Google suggested an AI-written description — is it safe to use? +
It's a reasonable starting point, but review it before saving. The AI-suggest tool generates text from your profile and website, so it can be generic or miss your key service terms. We rewrite the draft into accurate, keyword-aware copy that reflects what you actually do and where you serve — without claims you can't back up.
Can we generate a review QR code inside Google for customers to scan? +
Yes — Google Business Profile generates a review QR code natively, with no third-party app. Put it on receipts, the counter or your window. We configure the QR and build the ask-for-review workflow around it: the timing, the wording, and who asks. Reviews collected this way are genuine — paid or incentivised reviews violate Google's policy.
A former employee or old agency owns our Google profile and won't hand it over. What can we do? +
Don't create a new listing — that splits your reviews and risks a duplicate suspension. File a Request Access on the existing profile; the current owner gets a set window to respond, and if they don't, Google can transfer control to you.
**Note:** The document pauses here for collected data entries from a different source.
PR #7641, opened 2026-02-11
Correct Hijri reference years

Manishearth:
The existing code incorrectly produced past years for nonexistant Hijri MonthDays, which ends up in stuff constraining to the wrong month.

The reference_year function must be able to handle any number thrown at it: if you throw `day = 35` , it should resolve to the reference year for `day = 30`, or if that's not a thing, `day = 29`, so that the outer constraining logic can constrain and produce the spec-correct year.

### DIFF
--- a/components/calendar/tests/reference_year.rs
+++ b/components/calendar/tests/reference_year.rs
@@ -45,6 +45,8 @@ where
         for is_leap in [false, true] {
             let mut valid_day_number = 1;
             let month_validity = valid_md_condition(month_number, is_leap, valid_day_number);
+            // The last valid monthday produced with Overflow::Reject in this month
+            let mut last_valid_date = None;
             for day_number in 1..=32 {
                 let md_validity = valid_md_condition(month_number, is_leap, day_number);
                 if md_validity == ValidityState::Valid {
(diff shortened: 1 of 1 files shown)


components/calendar/src/cal/hijri.rs
```diff
@@ -321,22 +321,17 @@ impl Rules for TabularAlgorithm {
...
             (8, _) => 1392,
             (9, _) => 1392,
-            (10, 30..) => 1389,
             (10, _) => 1392,
-            (11, ..=26) if self.epoch == TabularAlgorithmEpoch::Thursday => 1392,
-            (11, ..=25) if self.epoch == TabularAlgorithmEpoch::Friday => 1392,
+            (11, ..26) if self.epoch == TabularAlgorithmEpoch::Friday => 1392,
+            (11, ..27) if self.epoch == TabularAlgorithmEpoch::Thursday => 1392,
             (11, _) => 1391,
             (12, 30..) => 1390,
```
sffc, line 336: Question: Year 1392 contained all of these 30-day months? Was this just completely wrong before? Did the reference year correctness test not catch this?!

Manishearth: No, the removed entries correspond to cases where that 30 day month is impossible. 1392 will exhibit constrain/reject behavior for d=30.

This was wrong before, it was returning a different year for no reason other than the generation code assuming that all Islamic calendars have all monthday combinations in the tested period of 5 years.

This is incorrect, since M02-29 and M02-30 should resolve to the same referenceYear if a calendar constrains M02-30 to M02-29.

robertbastian (commented):
this PR is making behavioural changes that it claims are fixes, but it doesn't add any tests that would let me review that the changes are sensible

Manishearth:
Sure, I can tweak the reference year test to ensure that MDs that get their days constrained end up with the same reference year.

Manishearth:
FWIW my process for test262 failures is to get a PR out quickly since backporting is arduous (more so as icu_calendar has drifted significantly from 2.1), and then continue to improve it while getting a confirmation about the broad approach. Perhaps I should open as a draft then, but in most cases it's typically landable IMO even if not perfect.

Anyway, added a test.

Manishearth:
Merging for spec correctness, or at least better spec correctness. Happy to do followups if requested.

We run the request and, as Google Product Experts, can escalate stalled cases — then add a second manager so you keep a backup owner.
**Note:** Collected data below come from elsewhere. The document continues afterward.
Issue #7603, opened 2026-02-06
Expose casemap-relevant static locales over FFI


Manishearth:
Previously: https://github.com/unicode-org/icu4x/issues/6388

Currently, our casemapping APIs take  language identifiers, but casemapping only cares about a small handful of locales (root, Turkish, Lithuanian, Greek, Dutch, Armenian). We internally match on a `LanguageIdentifier` and produce this enum.

This is low cost in Rust: it's a quick `match` statement. If you wish to avoid the codesize of locale parsing, you can use the `locale!` macro and hardcode these locales.

This is not low cost in C++, since you _must_ parse a locale. I'd previously filed https://github.com/unicode-org/icu4x/issues/6388 as a way for us to make it easier for people trying to cache locales, but also as a way to reduce this cost. People were opposed to that.

I think a solution is to have `fn tr() -> &'static Locale {...}` over FFI, for each casemap relevant locale.

Open questions:

 - Should we only do casemap-relevant locales, or all "basic" locales?
 - Should this live on `Locale`, `CaseMapper`, or some third type? If we're doing all "basic" locales `LocaleConsts` might be a good type to add.
 - Currently `Locale::unknown()` returns a `Box<Locale>`, which is wasteful. Should we also add an API that returns a static?

Also note that JS and Dart [currently don't support](https://github.com/rust-diplomat/diplomat/issues/1044) returning `&'static Opaque`. This support can be added.

This is important for a client but not a client blocker, since I am able to patch in the necessary APIs for now.

sffc:
`LocaleConsts` seems fine. I wouldn't mind `CaseMapper::create_tr()` for the 5 locales you need, but you're not constructing these; you are using `lowercase_with_compiled_data` which takes a `&Locale` argument. So I think it makes the most sense to add the things you need on `LocaleConsts`.

I don't have a strong opinion between returning `&'static Locale` or `Box<Locale>`. If you return a box, then it acts more like a normal FFI object. Clients can save the boxes into local statics, which I assume is easy. If that is not easy, then `&'static Locale` seems more motivated.

I think it's fine if it is C++ only for now. I want all features to be in all languages, but I'm fine if micro optimizations don't land in all the platforms right away, as long as there is a path for them.

Manishearth:
Would it make sense to start with a small LocaleConsts with ~5 locales, and then expand it as requested? Perhaps with an eye towards eventually picking

[...]

PR #7642, opened 2026-02-12
Add FFI type CaseMapLocaleConsts

Manishearth:
Fixes https://github.com/unicode-org/icu4x/issues/7603

## Changelog

icu_capi: Add FFI type CaseMapLocaleConsts for cheap casemapping from known locale tailorings.


ffi/capi/src/locale_core.rs
```diff
@@ -192,6 +193,55 @@ pub mod ffi {
...
+    #[diplomat::attr(not(cpp), disable)]
+    #[diplomat::opaque]
+    pub struct LocaleStatics;
+
+    impl LocaleStatics {
+        /// Construct a [`Locale`] "und".
+        pub fn und() -> &'static Locale {
+            Box::new(Locale(icu_locale_core::Locale::UNKNOWN))
+        }
+        /// Construct a [`Locale`] "tr".
```
sffc: Nit: Please put these in alphabetical order please.

ffi/capi/src/locale_core.rs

Our Google Business Profile was hacked — someone changed our address, phone or name. What do we do? +
Hacked profiles have a dedicated ticket path, separate from suspension. We secure the underlying Google account first, file the hacked-profile ticket to revert the unauthorised edits, then audit the manager list, remove unknown users and turn on two-step verification to reduce the chance of it happening again.
Google shows two listings for our business — a duplicate. How do we merge or remove one? +
Duplicates split your reviews and ranking signals across two profiles and can look like spam to Google's systems. There's a specific duplicate-listing ticket: we identify the canonical profile (usually the older one with more reviews), file to merge or remove the duplicate, and consolidate reviews where Google's policy allows. We never delete the canonical listing — that would erase its review history.
Someone is threatening to post bad reviews unless we pay. What do we do? +
Don't pay, and don't reply publicly in a way that confirms details. Google has a dedicated review-extortion report path, separate from normal review flagging — we file it and follow up. Document the threat in writing first; it's extortion in most jurisdictions, so keep records for any legal step. Reporting doesn't guarantee removal, but this is the correct channel.